*** Opening DATASET ENTRIES ***

PR #155, opened 2021-10-11
Bug 2012780: Avoid dynamically allocated port range for haproxy

cybertron:
The haproxy stats and health endpoints were configured with high
port numbers (50000 and 50936) that conflict with the range used for
dynamic allocation of ports:

$ cat /proc/sys/net/ipv4/ip_local_port_range
32768   60999

This can occasionally cause haproxy to fail if the kernel happens to
pick one of those ports for a client connection.

To avoid this, we should use ports outside the range shown above.
This patch changes the stats endpoint to 30000, while the health
endpoint is controlled by the MCO config and will be fixed in a
separate commit there.


cybertron:
Bah. This version should catch all of the places that value is specified.

PR #220, opened 2020-03-12
Add storiesOf parameters (third argument) support

raulmt:
According to [the docs](https://storybook.js.org/docs/formats/storiesof-api/#decorators-and-parameters), storybook supports a third parameter when calling `add`, to give story-level parameters (which can be options, config or parameters to send to decorators, for example).

Without this PR, it's not possible to pass parameters to a decorator when using lokiAsync. This PR enables that, and shouldn't cause a problem to eventually older storybook versiones that don't support that due to the nature of non-declared parameters in JavaScript ;)

Let me know what you think please


oblador:

PR #223, opened 2020-03-25
Disable pointer events

oblador:
As reported by @lindesvard, occasionally elements positioned at the 0x0 position display hover styling. I'm not really able to reproduce myself but this is a proposed fix that also fixes a chrome bug with negatively positioned elements.


packages/target-chrome-core/src/create-chrome-target.js
```diff
@@ -161,6 +162,7 @@ function createChromeTarget(
         debug('Disabling animations');
         await evaluateOnNewDocument(`(${disableAnimations})(window);`);
       }
+      await evaluateOnNewDocument(`(${disablePointerEvents})(window);`);
```
techeverri: Is there a use case where people would like to "enable pointer-events" just like the `chromeEnableAnimations` option above?

If so, there should be a way (e.g. flag from `package.json` or command line) to enable/disable it 👍

oblador: I honestly don't think so. Disabling animations is much more invasive and could potentially break apps, this shouldn't.

Issue #221, opened 2020-03-13
Loki binary not being registered


aarongarciah:
Since `0.19.0`, Loki's binary fails to be registered. This is the output when installing Loki via `yarn global` using every version from `0.18.1` until `0.21.1`, see how yarn warns about the lack of binary being installed:

### Loki 0.18.1

<img width="378" alt="Screenshot 2020-03-13 at 08 10 31" src="https://user-images.githubusercontent.com/7225802/76599701-d1f5a500-6505-11ea-9831-beabfac7d0be.png">

### Loki 0.19.0

<img width="316" alt="Screenshot 2020-03-13 at 08 14 04" src="https://user-images.githubusercontent.com/7225802/76599704-d326d200-6505-11ea-8ac8-f24e8053eb7c.png">

### Loki 0.19.1

<img width="314" alt="Screenshot 2020-03-13 at 08 22 59" src="https://user-images.githubusercontent.com/7225802/76599705-d326d200-6505-11ea-8c16-72db67ddeffb.png">

### Loki 0.20.0

<img src="https://user-images.githubusercontent.com/7225802/76599696-d02be180-6505-11ea-827f-93b43d47f579.png" width="310" />

### Loki 0.20.1

<img width="312" alt="Screenshot 2020-03-13 at 08 11 00" src="https://user-images.githubusercontent.com/7225802/76599703-d28e3b80-6505-11ea-828d-70ef25076abf.png">

This is problematic when installing Loki in a Docker image and you want to use the binary command and it doesn't exist. You need to locate the binary path by hand to execute it.

Thanks for your hard work @oblador. Keep up the great work!

oblador:
Fixed in [0.20.2](https://github.com/oblador/loki/releases/tag/v0.20.2].

aarongarciah:
Thank you @oblador!

PR #224, opened 2020-03-25
Add loki command alias to entry package

oblador:
With the monorepo restructuring the binary was moved to a subpackage, which seems to cause warnings/errors when installing globally as outlined in #221. 

This PR adds it back to the main `loki` package as an alias to the `runner` package.

### DIFF
--- a/packages/loki/bin/loki
+++ b/packages/loki/bin/loki
@@ -1,0 +1,3 @@
+#!/usr/bin/env node
+
+require('@loki/runner/src/cli')();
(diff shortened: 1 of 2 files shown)


techeverri:
Is there a way to verify this without publishing a new version?

oblador:
I ran the script itself locally, but reproducing the `yarn global add` would first require us to publish. My main concern is that we now have a naming conflict as we have to packages exposing a `loki` command. However it was like this before by accident too, so it should work fine.

PR #226, opened 2020-03-30
improve getSelectorBoxSize to find fixed & absolute elements

lindesvard:
If we had a story with absolute position and the chromeSelector element had height 0 `getSelectorBoxSize` wouldn't find the positioned element.

This improves this. Have added a test to show it as well.


oblador:
Pushed a few new possible scenarios to your story that we should support.

oblador:
Care to have a look at this one @techeverri?

techeverri:
Will have a look at it tomorrow 👍

packages/browser/src/get-selector-box-size.js
```diff
@@ -1,26 +1,153 @@
...
+  function isElementHiddenByOverflow(
+    element,
+    { hasParentFixedPosition, hasParentOverflowHidden }
+  ) {
+    const checkOutOfBounds = () => {
+      try {
+        const elementRect = element.getBoundingClientRect();
+        const containerRect = hasParentOverflowHidden.getBoundingClientRect();
+        const top = elementRect.top < containerRect.top;
+        const bottom = elementRect.bottom > containerRect.bottom;
```
techeverri, line 30: Maybe I don't understand
But shouldn't this be "less than" to be outside the container?

```suggestion
        const bottom = elementRect.bottom < containerRect.bottom;
```

packages/browser/src/get-selector-box-size.js
```diff
@@ -1,26 +1,153 @@
...
+  function hasFixedPosition(element) {
     const style = window.getComputedStyle(element);
+    return style.position === 'fixed';
+  }
+
+  function isElementHiddenByOverflow(
+    element,
+    { hasParentFixedPosition, hasParentOverflowHidden }
+  ) {
+    const checkOutOfBounds = () => {
```
techeverri, line 25:
```suggestion
    const isElementOutOfBounds = () => {
```

packages/browser/src/get-selector-box-size.js
lindesvard: This is correct. If the child's bottom part is greater than the container's bottom we don't want that element.

packages/browser/src/get-selector-box-size.js
lindesvard: fixed

packages/browser/src/get-selector-box-size.js
techeverri: I see 👍

techeverri: Shouldn't all the comparisons be "greater than" then? 🤔
I guess I still don't get it 🙈 

Could you please elaborate more on how this works?

lindesvard: Hope this helps to explain: https://imgur.com/a/AB84p4m

techeverri: I finally get it 😅 

Got confused because of the similarities between [element positioning](https://developer.mozilla.org/en-US/docs/Web/CSS/position) and the returned value of [`getBoundingClientRect`](https://developer.mozilla.org/en-US/docs/Web/API/Element/getBoundingClientRect). Both use the same `top, right, bottom, left` names but with different meanings.

Positioning | getBoundingClientRect
------------ | -------------
unnamed | element-box-diagram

*** Closing DATASET ENTRIES ***

DESCRIPTION OF THE TASK » Reproduce the lines of the entries above from the one with "endpoint is controlled" to the one with "According to [the", both included, exactly and without any other line.

EXERCISE OUTPUT »
endpoint is controlled by the MCO config and will be fixed in a
separate commit there.


cybertron:
Bah. This version should catch all of the places that value is specified.

PR #220, opened 2020-03-12
Add storiesOf parameters (third argument) support

raulmt:
According to [the docs](https://storybook.js.org/docs/formats/storiesof-api/#decorators-and-parameters), storybook supports a third parameter when calling `add`, to give story-level parameters (which can be options, config or parameters to send to decorators, for example).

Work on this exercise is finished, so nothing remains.